Show HN: Stack – Save and explore books and book lists - oliv__
https://stack.app
======
oliv__
Man I didn't expect to see this land on the front page...it was actually
falling off the "new" page with a single, lonely point the last I saw it.

So basically I made this to scratch my own itch: I wanted a simple/quick way
to save the books I enjoyed and read with the possibility to add a quick
review and also be able to create "stacks" \-- curated lists of books that
fall under a common theme/category.

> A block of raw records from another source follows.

Issue #2959, opened 2025-04-27
`AsyncImage` in `movableContentOf` flickering after d3694d316398602b517caa9193eb68dacc39ddb2


revonateB0T:
```
@Composable
fun Sample() {
    Box(modifier = Modifier.size(100.dp)) {
        val content = remember {
            movableContentOf {
                AsyncImage(
                    model = "https://avatars.githubusercontent.com/u/52722434",
                    contentDescription = null
                )
            }
        }
        val state by remember {
            flow {
                while (true) {
                    delay(1000)
                    emit(true)
                    delay(1000)
                    emit(false)
                }
            }
        }.collectAsState(false)
        if (state) {
            Spacer(modifier = Modifier)
            content()
        } else {
            content()
        }
    }
}
```

Related PR: #2795

andkulikov:
Yes, it might indeed be caused by #2795. Modifier nodes are detached and then attached again in movable content use case, while remembered objects are not recreated.

@colinrtwhite, I think we can try to workaround it somehow. Practically, we only need to reload an image if the input did change.  If the request for this input object was finished already, then the painter was forgotten, and then remembered again, we don't really need to reload anything. It will still work fine for list items reuse use case, as there we also reset the input - https://github.com/coil-kt/coil/blob/6f916ad77e2027795eaec447f60830b98d0dc4ca/coil-compose-core/src/commonMain/kotlin/coil3/compose/internal/ContentPainterModifier.kt#L182. Wdyt?

colinrtwhite:
@andkulikov I think that sounds good to me! Feel free to send over a PR or I can take a closer look once I'm back from vacation on May 27th.

revonateB0T:
@andkulikov Hi, any update on this? We should resolve this regression ASAP.

PR #2995, opened 2025-05-22
Implement InFlightRequestStrategy and DeDupeInFlightRequestStrategy

luciofm:
This fixes https://github.com/coil-kt/coil/issues/1461, to avoid multiple parallel network requests for the same URL.

I've basically created a simple `InFlightRequestStrategy` interface, with a `DEFAULT` implementation that does nothing.

And a concrete implementation `DeDupeInFlightRequestStrategy`, that check for a current in-flight request for the same url and waits for it.

Then on `NetworkFetcher` I've simply wrapped the `fetch()` method with `InFlightRequestStrategy.apply()`. 

With the DEFAULT implementation, it will just invoke the lambda (call doFetch()). And using the DeDupe strategy, it will check for in-flight requests and wait on it.

Note: I haven't update the `.api` files yet...

### DIFF
--- a/coil-network-core/src/commonMain/kotlin/coil3/network/InFlightRequestStrategy.kt
+++ b/coil-network-core/src/commonMain/kotlin/coil3/network/InFlightRequestStrategy.kt
@@ -1,0 +1,61 @@
+package coil3.network
+
+import coil3.fetch.FetchResult
+import kotlin.jvm.JvmField
+import kotlinx.coroutines.CompletableDeferred
+import kotlinx.coroutines.sync.Mutex
+import kotlinx.coroutines.sync.withLock
+import okio.Closeable
+import okio.use
+
+interface InFlightRequestStrategy {
+    suspend fun apply(key: String, block: (suspend () -> FetchResult)): FetchResult {
+        return block()
+    }
+
+    companion object {
+        @JvmField
+        val DEFAULT: InFlightRequestStrategy = object : InFlightRequestStrategy {}
+    }
+}
+
+class DeDupeInFlightRequestStrategy() : InFlightRequestStrategy {
+    private val inFlightRequests = mutableMapOf<String, InFlightRequest>()
+    private val mutex: Mutex = Mutex()
+
+    override suspend fun apply(
+        key: String,
+        block: (suspend () -> FetchResult),
+    ): FetchResult {
+        var shouldWait = false
+        val request = mutex.withLock {
+            inFlightRequests[key]?.also { shouldWait = true } ?: addRequest(key)
+        }
+
+        if (shouldWait) {
+            request.deferrable.await()
+        }
+
+        return request.use {
+            block()
+        }.also {
+            mutex.withLock {
+                inFlightRequests.remove(key)
+            }
+        }
+    }
+
+    // must be called with the Mutex already acquired
+    private fun addRequest(key: String): InFlightRequest {
+        return InFlightRequest(key, CompletableDeferred()).also { inFlightRequests[key] = it }
+    }
+
+    data class InFlightRequest(
+        val key: String,
+        val deferrable: CompletableDeferred<Unit>,
+    ) : Closeable {
+        override fun close() {
+            deferrable.complete(Unit)
+        }
+    }
+}
--- a/coil-network-core/src/commonMain/kotlin/coil3/network/NetworkFetcher.kt
+++ b/coil-network-core/src/commonMain/kotlin/coil3/network/NetworkFetcher.kt
@@ -35,10 +35,17 @@ class NetworkFetcher(
     private val networkClient: Lazy<NetworkClient>,
     private val diskCache: Lazy<DiskCache?>,
     private val cacheStrategy: Lazy<CacheStrategy>,
+    private val inFlightRequestStrategy: Lazy<InFlightRequestStrategy>,
     private val connectivityChecker: ConnectivityChecker,
 ) : Fetcher {
 
     override suspend fun fetch(): FetchResult {
+        return inFlightRequestStrategy.value.apply(diskCacheKey) {
+            doFetch()
+        }
+    }
+
+    private suspend fun doFetch(): FetchResult {
         var snapshot = readFromDiskCache()
         try {
             // Fast path: fetch the image from the disk cache without performing a network request.
@@ -262,10 +269,12 @@ class NetworkFetcher(
     class Factory(
         networkClient: () -> NetworkClient,
         cacheStrategy: () -> CacheStrategy = { CacheStrategy.DEFAULT },
+        inFlightRequestStrategy: () -> InFlightRequestStrategy = { InFlightRequestStrategy.DEFAULT },
         connectivityChecker: (PlatformContext) -> ConnectivityChecker = ::ConnectivityChecker,
     ) : Fetcher.Factory<Uri> {
         private val networkClientLazy = lazy(networkClient)
         private val cacheStrategyLazy = lazy(cacheStrategy)
+        private val inFlightRequestStrategyLazy = lazy(inFlightRequestStrategy)
         private val connectivityCheckerLazy = singleParameterLazy(connectivityChecker)
 
         override fun create(
@@ -280,6 +289,7 @@ class NetworkFetcher(
                 networkClient = networkClientLazy,
                 diskCache = lazy { imageLoader.diskCache },
                 cacheStrategy = cacheStrategyLazy,
+                inFlightRequestStrategy = inFlightRequestStrategyLazy,
                 connectivityChecker = connectivityCheckerLazy.get(options.context),
             )
         }
--- a/coil-network-core/src/commonTest/kotlin/coil3/network/NetworkFetcherTest.kt
+++ b/coil-network-core/src/commonTest/kotlin/coil3/network/NetworkFetcherTest.kt
@@ -45,6 +45,7 @@ class NetworkFetcherTest : RobolectricTest() {
             diskCache = lazyOf(null),
             cacheStrategy = lazyOf(CacheStrategy.DEFAULT),
             connectivityChecker = ConnectivityChecker(context),
+            inFlightRequestStrategy = lazyOf(InFlightRequestStrategy.DEFAULT)
         ).fetch()
 
         assertIs<SourceFetchResult>(result)
--- a/coil-network-ktor2/src/commonMain/kotlin/coil3/network/ktor2/KtorNetworkFetcher.kt
+++ b/coil-network-ktor2/src/commonMain/kotlin/coil3/network/ktor2/KtorNetworkFetcher.kt
@@ -5,6 +5,7 @@ package coil3.network.ktor2
 import coil3.PlatformContext
 import coil3.network.CacheStrategy
 import coil3.network.ConnectivityChecker
+import coil3.network.InFlightRequestStrategy
 import coil3.network.NetworkClient
 import coil3.network.NetworkFetcher
 import coil3.network.ktor2.internal.KtorNetworkClient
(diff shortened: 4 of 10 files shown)


coil-network-core/src/commonMain/kotlin/coil3/network/InFlightRequestStrategy.kt
```diff
@@ -0,0 +1,61 @@
...
+class DeDupeInFlightRequestStrategy() : InFlightRequestStrategy {
+    private val inFlightRequests = mutableMapOf<String, InFlightRequest>()
+    private val mutex: Mutex = Mutex()
+
+    override suspend fun apply(
+        key: String,
+        block: (suspend () -> FetchResult),
+    ): FetchResult {
+        var shouldWait = false
+        val request = mutex.withLock {
```
revonateB0T, line 31: I suggest to use non-suspend mutex here as critical region is small & non-suspend.

coil-network-core/src/commonMain/kotlin/coil3/network/InFlightRequestStrategy.kt
```diff
@@ -0,0 +1,61 @@
...
+            inFlightRequests[key]?.also { shouldWait = true } ?: addRequest(key)
+        }
+
+        if (shouldWait) {
+            request.deferrable.await()
+        }
+
+        return request.use {
+            block()
+        }.also {
```
revonateB0T, line 41: Given we launch 2 same requests A, B. A is active, B is waiting for A.
What about A is cancelled? we doesn't remove it from inFlightRequests here.
Moreover, now that B is not cancelled, should we cancel & relaunch network request here? it does harm performance.

revonateB0T:
I suggest to look into our `MergeInteceptor` https://github.com/FooIbar/EhViewer/blob/1548e16fbe7250785d5d13e55615131777ac11b6/app/src/main/kotlin/com/hippo/ehviewer/coil/MergeInterceptor.kt#L34

It handles same-url-request debounce well using kotlin flow.
Given request order:
Launch A -> Launch B -> Cancel A
where A, B use same URL, launched network request is executed as is.

Given request order:
Launch A -> Cancel A -> Launch B
where A, B use same URL, delay 100ms on each operation, launched network request is executed as is, we avoid relaunch request with a 100ms cancel-delay trade-off.

coil-network-core/src/commonMain/kotlin/coil3/network/InFlightRequestStrategy.kt
luciofm: Fair enough.

coil-network-core/src/commonMain/kotlin/coil3/network/InFlightRequestStrategy.kt
revonateB0T: > If A is cancelled, the request will be removed from the `inFlightRequests` map and B will proceed...
> 
> If there are more requests waiting, on this particular case, all of them will trigger a network request.

But we did't remove it, the `also` block is not getting executed due to `CancellationException`, it's not wrapped by FetchResult.

luciofm: If the request is canceled, the Deferrable will be completed, and will not block other requests form going through, but I'll move to a try/finally to remove the request from the map.

luciofm: I wanted to make it really simple, and as less invasive as possible on the current code/functionality while solving the most common use cases...

Lets see what @colinrtwhite has to say about this

revonateB0T: > I wanted to make it really simple, and as less invasive as possible on the current code/functionality while solving the most common use cases...
> 
> Lets see what @colinrtwhite has to say about this

He's on vacation https://github.com/coil-kt/coil/issues/2959#issuecomment-2875068132

luciofm: Maybe we could have 2 implementations, the current one proposed on the PR renamed as `SimpleInFlightRequestStrategy`, a simple strategy that handles the most common cases:
- The first network request succeeds and all other waiters are unblocked to hit the disk cache in parallel
- All queued network requests for the same URL would fail. We unblock all waiting requests to fail in parallel.

And have a second, more complex, implementation
-  One request is allowed to go through, all others are waiting on a `Channel<Unit>`
  - The request succeeds:
    - The channel is closed, and all waiting coroutines are allowed to run in parallel, hitting the disk cache.
  - The request fails:
    - Tries to send on the channel, if fails (no one waiting), close the channel and remove the `InFlightRequest` from the map
    - If send is successful, this means another coroutine will wake up and run the request, this new coroutine will now be the channel owner/controller and responsible for the cleanup. Rinse and repeat.

```kotlin
class DeDupeInFlightRequestStrategy() : InFlightRequestStrategy {
    private val inFlightRequests = mutableMapOf<String, InFlightRequest>()
    private val lock = SynchronizedObject()

    @OptIn(ExperimentalAtomicApi::class)
    override suspend fun apply(
        key: String,
        block: (suspend () -> FetchResult),
    ): FetchResult {
        // This coroutine found an existing request and should attempt to wait on its channel.
        var shouldWaitForSignal = false
        // This coroutine is controlling the channel. This can be the first coroutine for the key
        // or one that received the baton after a prior failure
        var currentChannelController = false
        // Is this channel controller also responsible for cleaning up the channel and map entry.
        // A controller might not be responsible for cleanup if it successfully passes the baton to
        // another waiter upon its own failure.
        var isResponsibleForCleanup = false
        
        val request = synchronized(lock) {
            inFlightRequests[key]?.also {
                // An InFlightRequest already exists for this key. This coroutine must wait.
                shouldWaitForSignal = true
            } ?: addRequest(key).also {
                // No existing request. This coroutine is the first and the channel controller
                currentChannelController = true
                // Initially responsible for cleanup.
                isResponsibleForCleanup = true
            }
        }

        if (shouldWaitForSignal) {
            // This coroutine is a waiter. It suspends until the channel receives or is closed.
            // Receiving Unit means a previous executor failed, and this waiter should take over.
            if (request.channel.receiveCatching().getOrNull() != null) {
                // Successfully received a signal (Unit). This waiter is now the channel controller.
                currentChannelController = true
                // And also responsible for cleaning up after success.
                isResponsibleForCleanup = true
            } else {
                // Channel was closed (by a successful executor or the last in a chain of failures).
                // This waiter will proceed to run block() hoping for a cache hit.
                // It's not the channel controller for this attempt post-signal, nor
                // responsible for cleanup.
            }
        }
        
        // If !currentChannelController at this point, it means:
        // 1. This coroutine was a waiter.
        // 2. It didn't receive a direct signal (Unit) to become the next executor
        //    (channel was likely closed).
        // 3. It will run block() (e.g., to hit cache) but won't manage the channel or map entry.
        try {
            return block()
        } catch (ex: Exception) {
            // This coroutine was the designated executor and its block() failed.
            // Attempt to pass execution responsibility (baton) to another waiting coroutine.
            val successfullyPassedBaton = request.channel.trySend(Unit).isSuccess
            if (successfullyPassedBaton) {
                // Baton was passed. This coroutine is no longer the channel controller nor 
                // responsible for cleanup.
                currentChannelController = false
                isResponsibleForCleanup = false
            } else {
                // The baton was not passed (no waiter or channel closed), this coroutine remains
                // the channel controller and responsible for the cleanup in the finally block.
            }
            throw ex
        } finally {
            if (currentChannelController && isResponsibleForCleanup) {
                // This coroutine was the channel owner AND is responsible for cleanup.
                // This happens if:
                // 1. It executed block() successfully.
                // 2. It executed block(), failed, AND could not pass the baton to a waiter.
                synchronized(lock) {
                    request.channel.close()
                    inFlightRequests.remove(key)
                }
            }
        }
    }

    // must be called with the lock already acquired
    private fun addRequest(key: String): InFlightRequest {
        return InFlightRequest(key).also { inFlightRequests[key] = it }
    }

    data class InFlightRequest(
        val key: String,
        val channel: Channel<Unit> = Channel()
    )
}
```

I feel like I've seen so many of these on
the web but in a unstructured format: lots of "summer reading" blog posts,
celebrity reading lists, etc... and thought that having a structured way of
creating lists would be a nice thing to have.

As many of you noticed, the site is not optimized for mobile, the tos suck and
overall it is still very much alpha but I really appreciate the interest and
hope to see some books saved and stacks created if you like the idea enough to
sign up!

Also, don't take it so seriously: I know a lot of Show HNs are now part of
elaborate launch campaigns but this is truly just a side project I've been
hacking at and wanted to share on a whim with the community.

Cheers

------
williamjackson
I'm slightly embarrassed to admit that I wasn't paying complete attention on
the sign up page, and I pasted my new password into the "Pick a username"
field because I expected it to be a password verification field.

Also, there is apparently no way to change my username (even though I sign in
with my email address, so I assume my username is not a primary key), or
change my password, or delete my profile.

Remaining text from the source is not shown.